# Josh's Frogs flaked on my feeders... alternatives?



## Viceroy (Aug 28, 2021)

need something to feed my breeding group of 10x L2-L4 p. paradoxa so i don't have to manually forage for food. i would prefer something simple to culture for myself.


----------



## ceojac (Aug 28, 2021)

https://bugsincyberspace.com/product-category/food-live-feeders-caging/fruit-fly-products/

I would try purchasing some feeders from here. Fruit flies are good for smaller nymphs but the larger ones will certainly prefer something a bit bigger like house flies. You can buy house fly pupae and store them in a fridge for a few weeks, taking them out to hatch (takes 1-3 days room temp) as needed. You can even just put a pupa into the enclosure with the mantis and allow it to hatch out in there for easier feeding. There will be duds every once in a while so I usually put a couple in with each of my mantises to hatch out, replacing them as needed every few days.


----------



## Viceroy (Aug 28, 2021)

i would just have the same DOA problem from him. probably need to try and pick something up locally, or make my own culture i guess?


----------



## hibiscusmile (Aug 29, 2021)

Try my small stable flies, smaller than house, bigger than hydei.

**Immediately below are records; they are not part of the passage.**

Issue #506, opened 2026-07-25
GPU metric values are static and do not respond to workload


ArangoGutierrez:
## Summary

Mokka's GPU metric values are static. They do not respond to workload, so any check asserting "this metric reflects real work" cannot be satisfied, and any check asserting only that a metric *exists* passes regardless of whether the value is meaningful.

Found during the Mokka + AICR pre-silicon preflight POC (2026-07-25). This is the single largest honesty caveat in the coverage catalog.

## What is static today

| Surface | Current behaviour |
|---|---|
| `processes` | Empty list in every shipped profile |
| `memory.used_bytes` | Constant 0 |
| DCGM `DCGM_FI_PROF_*` | Fixed ratios of a utilisation number that is itself 0 unless the opt-in simulator is enabled |
| NVLink counters | Accrue off wall-clock, not off traffic |

Cross-check before acting: these were reported by a capability survey during the POC and the profile YAML should be re-read directly, since counts and defaults drift.

## Why it matters for AICR coverage

`accelerator-metrics` requires `DCGM_FI_DEV_GPU_UTIL`, `FB_USED`, `GPU_TEMP` and `POWER_USAGE` to be **present**. It passed in the POC run. The exporter-to-NVML path is genuinely exercised, which is why it is bucket A, but the values themselves are checked by nobody. `FB_USED` is a constant zero and the check still passes.

This is why the POC's bucket B came out empty while the findings note still carries a caveat: AICR writes integration assertions rather than value assertions, so nothing is green *purely* because the mock answered, but where values are synthetic a check validates the path and stays silent on the values. That distinction should be a property of the simulator, not a footnote.

## What to do

Scope carefully. Full workload correlation is a large piece of work and probably not warranted. The useful subset:

1. **Make `memory.used_bytes` respond to allocation.** A pod holding a `nvidia.com/gpu` claim should move the number. This is the single most visible "the dashboard is obviously fake" tell.
2. **Populate `processes` from actual container claims.** The device plugin and DRA driver already know which containers hold which devices; surfacing that through NVML would make `nvidia-smi` output plausible and would let isolation checks assert something real.
3. **Drive `DCGM_FI_DEV_GPU_UTIL` from the opt-in simulator by default**, or document loudly that it is 0 without it.

Item 2 is the highest value for AICR specifically, because `secure-accelerator-access` reasons about which container can see which device.

## Explicitly out of scope

[...]

PR #872, opened 2026-09-17
feat(nvml-mock): add vr200 preview profile (Vera-Rubin Superchip)

### LINKED ISSUE #459: [Feature]: Add support for Vera Rubin NVL72
### Problem statement

We are missing the new, cutting-edge Vera Rubin rack on our profile list. 

### Proposed solution

- Add a new VR profile  
- Make sure it works against nvidia-smi & GPU Operator

### Scope / non-goals

Make it possible to mock the new VR-based cluster setups.

### Audience

End users

### Pre-submission checks

giuliocalzo:
## What This PR Does

Adds `vr200`, a preview GPU profile for a four-GPU Vera-Rubin tray: 288 GB of HBM4 per GPU, a 2.3 kW power ceiling, NVLink 6.0 with C2C to a Vera host CPU, a ConnectX-9 XDR fabric, and PCIe Gen6. It is built from an `nvidia-smi -q -x` capture on driver 615.23 / CUDA 13.4, which ships alongside it as a hardware fixture.

```bash
helm install nvml-mock ./deployments/nvml-mock/helm/nvml-mock --set gpu.profile=vr200
```

It ships as a preview: Vera-Rubin is pre-release silicon, so reported values will shift as drivers mature. The product name still reads `NVIDIA Graphics Device` because the board predates the driver's product table, and the `/dev/nvidia*` minor numbers do not follow the device index. What the capture cannot supply is either left absent (`workload_power_profiles`, `gpu_operation_mode`) or modelled from published NVIDIA specifications and labelled as an assumption in the profile — compute capability 10.7 (sm_107), the 18-link NVLink inventory, and the two 800 Gb/s HCAs per GPU.

The profile is covered like every other shipped one: the fake-gpu-operator integration publishes it, and it runs every scenario in the pull-request e2e matrix, DRA included. That last one needed #875, which pinned the driver chart to `dra-driver-nvidia-gpu` 0.5.0 — it builds against `go-nvlib` v0.12.0, whose `GetArchitectureAsString` carries a Rubin case, so the plugin resolves NVML architecture enum 13 instead of refusing the device. On the previously floating chart it failed with `error interpreting device architecture as string: 13`.

## Why

Mokka exists so that work depending on expensive GPU infrastructure can run on CPU nodes, and Rubin is the generation consumers are now preparing for. This profile lets them exercise scheduling, topology and power behaviour against a Rubin-class node well before running on one, with values traceable to a real capture rather than to guesswork.

## Checklist


deployments/nvml-mock/helm/nvml-mock/README.md
```diff
@@ -31,6 +31,13 @@ Set `gpu.profile` to one of the profiles shipped in `profiles/`:
 | `gb300` (default) | GB300 NVL | 288 GiB | Blackwell Ultra |
 | `l40s` | L40S | 48 GiB | Ada Lovelace |
 | `t4` | Tesla T4 | 16 GiB | Turing |
+| `vr200` | Vera Rubin NVL72 | 280 GiB | Rubin |
+
+`vr200` is a Vera-Rubin compute tray authored from a capture of pre-release
+hardware, so it differs from the others in two ways: it reports `NVIDIA Graphics
+Device` as its GPU name, because the board shipped before the driver's product
+table carried one, and it is not in the e2e suite's profile set, so its rendered
```
ArangoGutierrez: vr200 is in the workflow's default `gpu_profiles` now and ci.yaml passes no override, so e2e, e2e-gpu-operator and e2e-nri all run it. Only e2e-dra excludes it, so naming that one job would match what tests/e2e/README.md says.

docs/helm-chart.md
```diff
@@ -718,24 +731,33 @@ helm install nvml-mock oci://ghcr.io/nvidia/k8s-test-infra/chart/nvml-mock \
...
+| | A100 | H100 | B200 | GB200 | GB300 | L40S | T4 | VR200 |
+|---|---|---|---|---|---|---|---|---|
+| **Profile name** | `a100` | `h100` | `b200` | `gb200` | `gb300` | `l40s` | `t4` | `vr200` |
+| **Full name** | A100-SXM4-40GB | H100 80GB HBM3 | B200 | GB200 NVL | GB300 NVL | L40S | Tesla T4 | Vera Rubin NVL72 |
+| **Architecture** | Ampere | Hopper | Blackwell | Blackwell | Blackwell Ultra | Ada Lovelace | Turing | Rubin |
+| **Compute capability** | 8.0 | 9.0 | 10.0 | 10.0 | 10.0 | 8.9 | 7.5 | 10.7 |
+| **CUDA cores** | 6,912 | 16,896 | 18,432 | 18,432 | 21,632 | 18,176 | 2,560 | not captured |
+| **Memory** | 40 GiB HBM2e | 80 GiB HBM3 | 192 GiB HBM3e | 192 GiB HBM3e | 288 GiB HBM3e | 48 GiB GDDR6 | 16 GiB GDDR6 | 280 GiB |
+| **NVLink** | v3, 12 links | v4, 18 links | v5, 18 links | v5, 18 links | v5, 18 links | — | — | v6, 18 links |
+| **NVLink BW** | 600 GB/s | 900 GB/s | 1.8 TB/s | 1.8 TB/s | 1.8 TB/s | — | — | 1.8 TB/s |
```
ArangoGutierrez: Every other cell in this row is the bidirectional aggregate from its profile's own comment (a100 600 GB/s, h100 900 GB/s, Blackwell 1.8 TB/s), and vr200.yaml reads `18 links ~= 1.8 TB/s/GPU (3.6 TB/s bidir)`. At 1.8 TB/s the table shows Rubin matching Blackwell.

deployments/nvml-mock/helm/nvml-mock/values.yaml
```diff
@@ -2,7 +2,7 @@
 # SPDX-License-Identifier: Apache-2.0
 
 gpu:
-  profile: gb300          # any *.yaml basename under profiles/ (e.g. a100, h100, b200, gb200, gb300, l40s, t4)
+  profile: gb300          # any *.yaml basename under profiles/ (e.g. a100, h100, b200, gb200, gb300, l40s, t4, vr200)
   # Number of GPUs to expose. Empty (default) derives the count from the
   # selected profile's `devices:` list (t4 and the Grace-Blackwell trays
   # gb200/gb300 -> 4, the 8-GPU baseboards -> 8), so the profile is the single
```
ArangoGutierrez: Two comments here still describe a seven-profile chart: this one lists the 4-GPU profiles as t4 plus gb200/gb300 when vr200 also renders 4, and the dynamicMetrics note at line 20 sends a vr200 reader to the 250W baseline when the profile sets `base_mw: 400000`. The `gpu.count` row in docs/helm-chart.md did get vr200.

ArangoGutierrez (dismissed):
Thanks for this, authoring vr200 from a real driver 615 capture and checking that capture in next to the profile makes the numbers verifiable instead of guessed.

Adds vr200 as the eighth chart profile and wires it into the pull-request e2e matrix, with the e2e-dra exclusion documented against the go-nvlib Rubin gap. Where the capture says nothing the profile says "not captured" rather than borrowing a Blackwell number, which is the right call. What is left is the spots that still describe a seven-profile chart and the per-profile assertion tables the new profile has not joined.

- `helm template --set integrations.fakeGpuOperator.enabled=true` renders eight ConfigMaps on this branch, but this sample output stops at gpu-profile-t4. docs/guides/runai-fgo/README.md also says "these seven ConfigMaps" and "Mokka owns those seven ConfigMap names". The "FGO ships its own profiles under the same seven names" wording stays right, since their builtin set has not grown. (docs/helm-chart.md:127) https://github.com/NVIDIA/k8s-test-infra/blob/9ebaef859fd5c25ead8127baf1f99e667b9df8e6/docs/helm-chart.md#L119-L131
- vr200 joined the architecture, C2C and rack-scale maps in this file but not `TestDerivations`, the table whose comment calls it the guard that fails when a profile drifts from its capture. It is the only profile with `hcas_per_gpu: 2`, so its 8 HCAs across 4 GPUs are pinned by no literal anywhere. `TestLoadConfig_AllProfilesConsistent` in pkg/gpu/mocknvml/engine/config_profiles_test.go has the same gap, and its `memGiB` field cannot express vr200: 300442189824 bytes is 279.81 GiB, not 280. (tests/e2e/go/profile/profile_test.go:62) https://github.com/NVIDIA/k8s-test-infra/blob/9ebaef859fd5c25ead8127baf1f99e667b9df8e6/tests/e2e/go/profile/profile_test.go#L55-L62
- `gpmProfiles` is documented as the Hopper and later profiles serving DCGM_FI_PROF_*, and Rubin qualifies, but vr200 is not in the map while e2e-gpu-operator now runs it. The GPM branch is skipped rather than failed, so the gap stays silent. (tests/e2e/go/scenario_gpu_operator_test.go:129) https://github.com/NVIDIA/k8s-test-infra/blob/9ebaef859fd5c25ead8127baf1f99e667b9df8e6/tests/e2e/go/scenario_gpu_operator_test.go#L128-L129
- customer_boost.go and conf_compute.go both say "all seven captures in testdata/hardware"; qx-vr200.xml makes it eight, and both claims hold for it. (tests/e2e/go/assertions/nvidiasmi/customer_boost.go:21) https://github.com/NVIDIA/k8s-test-infra/blob/9ebaef859fd5c25ead8127baf1f99e667b9df8e6/tests/e2e/go/assertions/nvidiasmi/customer_boost.go#L19-L23

.github/workflows/nvml-mock-e2e-go.yaml
```diff
@@ -314,6 +314,12 @@ jobs:
       fail-fast: false
       matrix:
         gpu-profile: ${{ fromJson(inputs.gpu_profiles) }}
+        # The DRA driver resolves NVML's architecture enum through go-nvlib,
```
roma-glushko: Do we need a task for this?

roma-glushko (dismissed):
Super happy we're finally adding it!

deployments/nvml-mock/helm/nvml-mock/README.md
giuliocalzo: Fixed in 6e0a8590. The paragraph now names the DRA scenario as the one that skips vr200, rather than claiming the profile sits outside the e2e set.

docs/helm-chart.md
giuliocalzo: Fixed in 6e0a8590 — the cell reads 3.6 TB/s, the bidirectional aggregate its own comment gives, which is the convention the rest of the row follows.

deployments/nvml-mock/helm/nvml-mock/values.yaml
giuliocalzo: Fixed in 6e0a8590. The device-count note now lists gb200/gb300/vr200 as the four-GPU superchip trays, and the dynamicMetrics note gives vr200 its ~400W base instead of sending a reader to the 250W baseline.

.github/workflows/nvml-mock-e2e-go.yaml
giuliocalzo: issue opened https://github.com/NVIDIA/k8s-test-infra/issues/874

giuliocalzo: Yes — filed #874. It carries the removal steps (a driver release on go-nvlib v0.12.0, dropping the matrix `exclude`, `make e2e-dra` green on vr200, and retiring the two docs notes), and links the upstream report. The workflow comment and the DRA guide now point at it in 5764d6a6.

pkg/gpu/mocknvml/engine/config_profiles_test.go
```diff
@@ -166,23 +166,29 @@ func TestLoadConfig_GB300Profile(t *testing.T) {
...
-		{"L40S", "l40s.yaml", "ada_lovelace", 8, 9, 48, 8},
-		{"T4", "t4.yaml", "turing", 7, 5, 16, 4},
+		{"A100", "a100.yaml", "ampere", 8, 0, 40 * giB, 8},
+		{"H100", "h100.yaml", "hopper", 9, 0, 80 * giB, 8},
+		{"B200", "b200.yaml", "blackwell", 10, 0, 192 * giB, 8},
+		{"GB200", "gb200.yaml", "blackwell", 10, 0, 192 * giB, 4},
+		{"GB300", "gb300.yaml", "blackwell", 10, 0, 288 * giB, 4},
+		{"L40S", "l40s.yaml", "ada_lovelace", 8, 9, 48 * giB, 8},
+		{"T4", "t4.yaml", "turing", 7, 5, 16 * giB, 4},
+		{"VR200", "vr200.yaml", "rubin", 10, 7, 300442189824, 4},
```
ArangoGutierrez: vr200 lands in this table but not in shippedProfiles in config_profiles_utilization_test.go, so TestProfiles_ReportNonZeroUtilization runs seven subtests, a100 through t4, and never vr200. Deleting vr200's dynamic_metrics block leaves that suite green, which is exactly the #506 regression the literal is hand-maintained to catch. Adding "vr200" there passes as-is, since the profile already ships the 10/45 gpu and 5/25 memory bands the constants assert.

ArangoGutierrez (dismissed):
Thanks for this, the vr200 profile is built from a real driver 615 capture and it says plainly which values could not be read from it instead of inventing them, which makes it easy to trust.

The new profile is placed on the correct side of each existing axis (C2C, platform identity, NV18 fabric, GPM metrics), so those table-driven guards keep discriminating rather than quietly becoming always-true, and switching the memory column to raw bytes is the right call for a board that reports 279.81 GiB. What is left is the hand-maintained profile lists under pkg/gpu/mocknvml/engine, which still enumerate the seven older profiles.

- gracePlatformProfiles still maps only the seven older filenames, so TestProfilePlatformIdentity checks neither side for vr200 even though the map's comment asks a new profile to choose one. The e2e platform spec and TestPlatformIdentityIsRackScaleOnly do cover this ground, so it is redundancy rather than a hole; slot 2 over tray 1 and module ids 1 through 4 satisfy the existing assertions if you add it. (pkg/gpu/mocknvml/engine/config_profiles_platform_test.go:27) https://github.com/NVIDIA/k8s-test-infra/blob/6b539e3544eb1c3bd1a2fb9e285fc612e005b45c/pkg/gpu/mocknvml/engine/config_profiles_platform_test.go#L25-L35

pkg/gpu/mocknvml/engine/config_profiles_test.go
```diff
@@ -166,23 +166,28 @@ func TestLoadConfig_GB300Profile(t *testing.T) {
...
-		{"L40S", "l40s.yaml", "ada_lovelace", 8, 9, 48, 8},
-		{"T4", "t4.yaml", "turing", 7, 5, 16, 4},
+		{"A100", "a100.yaml", "ampere", 8, 0, 40 * giB, 8},
+		{"H100", "h100.yaml", "hopper", 9, 0, 80 * giB, 8},
+		{"B200", "b200.yaml", "blackwell", 10, 0, 192 * giB, 8},
+		{"GB200", "gb200.yaml", "blackwell", 10, 0, 192 * giB, 4},
+		{"GB300", "gb300.yaml", "blackwell", 10, 0, 288 * giB, 4},
+		{"L40S", "l40s.yaml", "ada_lovelace", 8, 9, 48 * giB, 8},
+		{"T4", "t4.yaml", "turing", 7, 5, 16 * giB, 4},
+		{"VR200", "vr200.yaml", "rubin", 10, 7, 288 * giB, 4},
```
ArangoGutierrez, line 190: vr200 lands in this table but not in shippedProfiles in config_profiles_utilization_test.go, so TestProfiles_ReportNonZeroUtilization still runs seven subtests and never reaches vr200. Deleting the profile's dynamic_metrics block leaves that suite green, which is the #506 regression the literal is hand-maintained to catch. Adding "vr200" there passes as-is, since the profile already ships the 10/45 gpu and 5/25 memory bands the constants assert.

pkg/gpu/mocknvml/README.md
```diff
@@ -119,6 +119,7 @@ YAML configs allow full control over GPU properties. See `configs/` for examples
 - `mock-nvml-config-gb300.yaml` - GB300 NVL (4x Blackwell Ultra with 288 GiB HBM3e, 1.4 kW TDP)
 - `mock-nvml-config-l40s.yaml` - L40S (8x L40S, 48 GiB)
 - `mock-nvml-config-t4.yaml` - T4 (4x T4, 16 GiB)
+- `mock-nvml-config-vr200.yaml` - VR200 NVL (4x Rubin with 280 GiB, 2.3 kW power ceiling — one Vera-Rubin compute tray)
```
ArangoGutierrez: This entry says 280 GiB, but mock-nvml-config-vr200.yaml sets total_bytes to 309237645312, which is 288 GiB, and the chart README, docs/configuration.md and the comparison table all carry 288. It is the last place the pre-nameplate figure survives.

ArangoGutierrez (dismissed):
Thanks for this, shipping the vr200 profile alongside the nvidia-smi capture it was authored from means every value in it can be traced back to what the hardware actually reported.

vr200 threads all the way through: the engine config, the chart profile, the default e2e matrix, gpmProfiles and the docs tables. Moving total_bytes to the nameplate 288 GiB also puts the memory column back on a whole-GiB multiplier, so that table reads the same way for every profile.

- The CHANGELOG entry for this profile says two details follow the hardware rather than convention, and docs/helm-chart.md calls vr200 the only profile whose PCI domains are non-zero and whose minor numbers do not follow the device index. The minor numbers here run 0, 3, 1, 2 against gb300's 0, 1, 2, 3, so "one way" leaves out the half a chart reader would reach for vr200 to test. (deployments/nvml-mock/helm/nvml-mock/README.md:36)

pkg/gpu/mocknvml/engine/config_profiles_test.go
giuliocalzo: Good catch — added `vr200` to `shippedProfiles` in 8058e1c9. It passes unchanged, and `TestProfiles_ReportNonZeroUtilization` now runs eight subtests instead of seven, so dropping the profile's `dynamic_metrics` block fails here the way #506 intended.

pkg/gpu/mocknvml/README.md
giuliocalzo: Fixed in 8058e1c9 — that line now reads 288 GiB HBM4, matching `total_bytes`. It was the last 280 left in the tree.

tests/e2e/go/profile/profile_test.go
```diff
@@ -270,7 +273,7 @@ func TestWorkloadProfilePairsBackTheSetterAssertions(t *testing.T) {
 // become "always reports one". b200 is the interesting case — Blackwell, but a
 // board in no rack. See issue #642.
 func TestPlatformIdentityIsRackScaleOnly(t *testing.T) {
-	rackProfiles := map[string]bool{"gb200": true, "gb300": true}
+	rackProfiles := map[string]bool{"gb200": true, "gb300": true, "vr200": true}
```
ArangoGutierrez, line 276: vr200 joins `rackProfiles` here, but `TestPlatformIdentityModuleIDsAreDistinct` still loops over gb200 and gb300 only and `gracePlatformProfiles` in the engine tests has no vr200 entry, so setting all four vr200 `module_id`s to 1 keeps both packages green, where the same edit on gb300 fails both. Adding vr200 to that loop and `"vr200.yaml": true` to the map passes as-is, since its ids already run 1 to 4.

ArangoGutierrez (approved):
Thanks for this. Building vr200 from a real driver 615 capture, and shipping qx-vr200.xml next to it, means the new Rubin profile can be checked against what the boards actually report.

This adds vr200 as the eighth chart profile, a four-GPU Vera-Rubin tray, and wires it into the e2e matrix, the FGO ConfigMaps, the profile oracles and the docs. It is also the only profile with PCI domains other than 0000 and with minor numbers that don't follow the device index, so it doubles as a check on consumers that assume either.

- This paragraph says vr200 differs from the others in one way, its GPU name, while the CHANGELOG entry counts the minor numbers as a second difference and docs/helm-chart.md also calls it the only profile with non-zero PCI domains. Dropping the count, or linking the profile comparison in docs/helm-chart.md, keeps the three from disagreeing. (deployments/nvml-mock/helm/nvml-mock/README.md:37)
- The values.yaml comment now gives vr200 its ~400W base, but the same list in the `gpu.dynamicMetrics.power.*` row and in the Dynamic Metrics prose at line 876 still ends at gb300 ~800W. (docs/helm-chart.md:636) https://github.com/NVIDIA/k8s-test-infra/blob/8058e1c9fe1ed278357b820094fe2b22170804c1/docs/helm-chart.md#L636
- This calls VR200 the only capture carrying elements the schema has no field for, but `edpp_multiplier`, one of the examples listed, is also in qx-l40s.xml and qx-t4.xml. (tests/e2e/go/assertions/nvidiasmi/testdata/hardware/README.md:33)
- At 90C this is now the lowest shutdown threshold of any profile, but local/observability/scenarios/inject-thermal.sh still accepts `HOT_TEMP_C` up to 92 on the grounds that a100/h100 set the floor, so 91 or 92 on vr200 gets clamped and only fails once the poll budget runs out. Lowering that guard and the note in local/observability/README.md to 90 keeps the early failure. (deployments/nvml-mock/helm/nvml-mock/profiles/vr200.yaml:177)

Ghost at that size can take the houes flies too.


----------



## Viceroy (Aug 29, 2021)

where can i buy, and will they survive transit?


----------



## Introvertebrate (Aug 30, 2021)

Viceroy said:


> where can i buy, and will they survive transit?


Her website is on her profile.

http://www.mantisplace.com


----------



## agent A (Nov 22, 2021)

Rebecca and spider pharm are great places to get houseflies from in a pinch

if you need a lot of hydei in a pinch, loose flies from fruitfly shop or hydei cultures from rainbow mealworms are my go-tos!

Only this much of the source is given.